Secrets bind them. And secrets can destroy them.

The author of Pretty Girls returns with an electrifying, emotionally complex thriller that plunges its fascinating protagonist into the darkest depths of a mystery that just might destroy him.

With the discovery of a murder at an abandoned construction site, Will Trent of the Georgia Bureau of Investigation is brought in on a case that becomes much more dangerous when the dead man is identified as an ex-cop.

Studying the body, Sara Linton—the GBI’s newest medical examiner and Will’s lover—realizes that the extensive blood loss didn’t belong to the corpse. Sure enough, bloody footprints leading away from the scene indicate there is another victim—a woman—who has vanished . . . and who will die soon if she isn’t found.

Will is already compromised, because the site belongs to the city’s most popular citizen: a wealthy, powerful, and politically connected athlete protected by the world’s most expensive lawyers—a man who’s already gotten away with rape, despite Will’s exhaustive efforts to put him away.

But the worst is yet to come. Evidence soon links Will’s troubled past to the case . . . and the consequences will tear through his life with the force of a tornado, wreaking havoc for Will and everyone around him, including his colleagues, family, friends—and even the suspects he pursues.

Relentlessly suspenseful and furiously paced, peopled with conflicted, fallible characters who leap from the page, The Kept Woman is a seamless blend of twisty police procedural and ingenious psychological thriller — a searing, unforgettable novel of love, loss, and redemption.”

(This portion will be updated after our official review of The Kept Woman is published online.)

Publisher: William Morrow

Why you should check it out: Karin Slaughter is every bit as good as more high-profile authors such as Paula Hawkins and Gillian Flynn. Her mystery novels pop with realism and are full of nail-biting suspense. If you’re not reading her already, now is as good a time as ever to start!

Order The Kept Woman now! 

Tuesday, September 27th 

 

41aFS1YOxAL._SX332_BO1,204,203,200_Shoot ‘Em Up by Janey Mack

Janey Mack’s latest novel picks up right where her last one left off. Shoot ‘Em Up opens with Maisie McGrane in an ambulance on her way to the hospital. Surrounded by her entire Irish Catholic, close-knit family, Maisie wakes up from surgery to find everyone waiting for answers about why she was mixing it up with criminals and how she managed to get herself stabbed in the thigh. 

Maisie comes from a well-known Chicago family where you’re expected to become either a cop or a lawyer. Maisie had previously attempted to follow her Da and brothers’ footsteps by joining the Chicago Police Department (Time’s Up). But she was disqualified from the academy over a bogus technicality, which she later learned was actually all her father’s doing in an effort to keep her from harm’s way.
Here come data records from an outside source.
PR #406, opened 2015-11-04
LP_HOSTNAME_ALWAYS=-1 to never show hostname

augmentedfourth:
On OS X, I've been having problems determining connection status, and often a local connection shows up as if it were Telnet (color: WARN_RED).

Instead of adding an LP_HOSTNAME_NEVER option, or changing the option name to LP_HOSTNAME and breaking existing configs, just added a value "2" that will prevent showing hostname at all.

I realize this is a hack, because I'd rather find out the terminal status properly, but I wasn't having much luck with that so this option will hopefully suffice for now.

### DIFF
--- a/liquidprompt
+++ b/liquidprompt
@@ -548,46 +548,52 @@ _lp_connection()
 # The connection is not expected to change from inside the shell, so we
 # build this just once
 LP_HOST=""
-[[ -r /etc/debian_chroot ]] && LP_HOST="($(< /etc/debian_chroot))"
 
-# Which host symbol should we use?
-if [[ "${LP_ENABLE_FQDN}" -eq "1" ]] ; then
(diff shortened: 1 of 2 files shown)


augmentedfourth:
New change looks way more extensive than it is, since I wrapped a section in an "if" wrapper and had to increase the indentation level for everything in the block.

dolmen:
Seems ok, except I would prefer to use the value `-1` instead of `2` for this case.
Could you fix that and also the commit message of the first commit (see how I changed the new title for this PR)?

augmentedfourth:
Value changed, commit message updated, and commits squashed.

augmentedfourth:
Rebased over feature/FQDN merge

dolmen:
Thanks! Merged!

Issue #410, opened 2015-11-27
Debian sid desktop: "No support for device type: thermal" message


sebrem:
Hi,

as of recent I have

    No support for device type: thermal
    ⌂131% [sebrem:~] $

showing in every new prompt. Maybe it's more a bug in Debian/acpi but I didn't find it yet. Any ideas? I run debian unstable with latest kernel

    [sebrem:~] $ uname -a
    Linux neocortex 4.3.0-trunk-amd64 #1 SMP Debian 4.3-1~exp1 (2015-11-04) x86_64 GNU/Linux
    No support for device type: thermal
    [sebrem:~] $ cat /etc/issue
    Debian GNU/Linux stretch/sid \n \l
    [sebrem:~] $ apt show liquidprompt
    Package: liquidprompt
    Version: 1.9-4
    [...]

I think this started like 3 or 4 weeks ago when a new acpi version was uploaded to Debian but I didn't find any hint there.

dolmen:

To say that the McGrane family is overprotective would be a massive understatement. The entire clan still lives at their parents’ home, a huge house in one of the nicest parts of Chicago. Maisie is the only girl surrounded by a handful of big brothers, half of them cops, who watch over her with a loving, tenacious sense of responsibility. 

Yet as the McGranes nicely interrogate Maisie about how she got herself into this mess, unable to comprehend how she could have put herself in harm’s way, little do they know that she’s not actually a freelance reporter for the Chicago Sentinel like everyone thinks. She’s actually an undercover police officer and no one other than the Chief and a few seasoned officers are privy to that information.

Rather than spill all the events leading up to her stabbing (which is the basis for Mack’s second novel, (Choked Up), she allows the pain killers to put her back to sleep. Doctors order two weeks of light duty, and then it’s whatever she can handle. 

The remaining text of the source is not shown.